(Input for this task Opens)

PR #844, opened 2016-04-14
Reimplementing get_scratch_devices()

ErwanAliasr1:
This PR is about re-implementing get_scratch_devices() while keeping the same input/outputs and adding news features
- listing all present block devices and not only sda or vda
- supporting more than 26 disks per host : sdaa vs sda
- auto-detecting the backing device of the root system by reading /proc/cdmline
- inspecting dm devices to detect more used devices
- expanding UUIDs & symlinks to understand the underlying block devices
- return no free block devices if known was detected as used to avoid damaging
  data
- return no free block devices if we cannot get intersections between the list
  of available devices and used devices to avoid damaging data
- compute the list of free devices by removing the detected used device from the
  complete list

As a result, a block reported to be free is a detected block devices which is
proven not being used by : the root fs, a dm device or a user mounted
filesystem.

### DIFF
--- a/teuthology/misc.py
+++ b/teuthology/misc.py
@@ -985,6 +985,24 @@ def translate_block_UUID(remote, devices):
     return devs
 
 
+def partitions_to_block_device(devices):
+    """
+    From a list of used partitions, let's compute the list of used block devices
+    """
+    devs = []
+    for device_name in devices:
+        # /dev/dm-0 should not be touched
+        if "-" not in device_name:
+            # Extracting device name "/dev/sda1" -> "/dev/sda"
+            matching_device = re.match('(/dev/[a-z]+)(\d?)', device_name, re.M | re.I)
+            if matching_device:
+                device_name = matching_device.group(1)
+
+        if device_name not in devs:
+            devs.append(device_name)
+    return devs
+
+
 def get_scratch_devices(remote):
     """
     Read the scratch disk list from remote host
--- a/teuthology/misc.py
+++ b/teuthology/misc.py
@@ -873,6 +873,14 @@ def get_block_devices(remote):
     return devs
 
 
+def get_free_block_devices(available_block_devices, used_block_devices):
+    """
+    Compute the list of free block devices by comparing the list
+    of block devices we have and the one we consider as used
+    """
+    return list(set(available_block_devices) - set(used_block_devices))
+
+
 def get_used_block_devices(remote):
     """
     From the actual mount points, let's found out
--- a/teuthology/misc.py
+++ b/teuthology/misc.py
@@ -834,6 +834,8 @@ def get_block_devices(remote):
         devices = r.stdout.getvalue().strip().split('\n')
         for device in devices:
             # Let's split the /proc/partitions in fields
+            #major minor  #blocks  name
+            #   8        0  500107608 sda
             matching_line = re.match('\s+(\d+)\s+(\d+)\s+(\d+)\s+(.*)$', device, re.M | re.I)
             if matching_line:
                 major = matching_line.group(1)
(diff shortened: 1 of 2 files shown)


zmc:
ok to test

teuthology/misc.py
```diff
@@ -818,53 +819,269 @@ def get_wwn_id_map(remote, devs):
...
+    return devs
+
+
+def expand_dm_devices(remote, devices):
+    """
+    Extract the real device under the DM devices
+    """
+    devs = []
+    for device in devices:
+        if device.startswith("/dev/dm-"):
```
vasukulkarni: I am not sure whats happening here, for multipath devices, /dev/dm* are for internal use only, one shouldn't manipulate any of those internal devices within, users should only deal with /dev/mapper

ErwanAliasr1: The main idea is here to detect what are the block devices currently used by the system. So I'm opening here dm-* if and only if they are present in /proc/partitions then read from the output of "dmsetup ls --tree -o blkdevname" command what are the underlying block device tied to it. So I think that should be ok but if you have a system running such configuration I'd be interested having the /proc/partitions & the result of dmsetup command listed before. If that case should be treated differently, I'll update the code & the tests accordingly.

vasukulkarni: @ErwanAliasr1 Thanks for the explanation, multipath/multipathd commands properly deal with devices based on the multipath.conf, you can safely remove the dm logic since I think multipath devices nodes are not available for you to test anywhere in the lab  and also I guess the imaging of new nodes ends up removing any multipath packages from the system even for root devices.

ErwanAliasr1: But I need the DM logic. On my local system, I'm using dm-0 without any multipath.

zmc:
I'd like to see the results of some jobs executed using this teuthology branch, just to be a little more sure that there isn't a regression. Probably need to see smithi, mira and vps

ErwanAliasr1:
@zmc Good point. I tested my code locally against a mira and it worked but let me check simith & vps before ... I should I done that before pushing the PR.

ErwanAliasr1:
Tested a smithi and found a bug in my code but the protection code worked and would have avoid issues.

But that brings a question on my side : if we have a /scratch_device file, we should consider the content without touching it and could provide partitions.

If we don't have that scratch file then we should detect the free block devices. Shall consider the actual partition scheme and report each partition individually or shall I report the associate block itself ?
if /dev/sda is featuring /dev/sda1, /dev/sda2, /dev/sda3  : shall I report /dev/sda as free or each individual partition ?

zmc:
@ErwanAliasr1 re: devices vs. partitions: I believe the current behavior is to detect and report whole devices as opposed to partitions. We should be preserving the existing behavior in this PR. It's good to add the capability to detect different types of devices, but the hosts we use daily in our labs should continue to behave as they have before. That's part of why I mentioned wanting to see test results :)

ErwanAliasr1:
@zmc Ok, I update the PR this way. I also fixed the nvme support and discovered that I badly handled the /scratch_devs

ErwanAliasr1:
Looks good for me, local test ran fine

zmc:
@ErwanAliasr1 any word on scheduled tests using our hardware?

wusui:
@ErwanAliasr1 Hi.  I can provide some teuthology suite setup and running help you need it.  What tests do you want to run?  Looking at the change and what calls it, I assume that you want to run this against ceph-ansible and ceph-deploy tests.

ErwanAliasr1:
thx @wusui Any test would be fine if we pass via all kind of hardware types.

kshtsk:
Hm... Looks like these changes deserves a separate module like `blockdevices` or `blockdev` or `dev`, and can be placed for example by one of that path:
- `teuthology.blockdevices`
- `teuthology.orchestra.blockdevices`
- `teuthology.orchestra.blockdev`
- `teuthology.orchestra.dev`

Are there any plans to continue efforts?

(Input for this task Closes)

▶ Activity
Count the lines of the material that include the word "Looks", then report only the total.

▶ Response to the task
2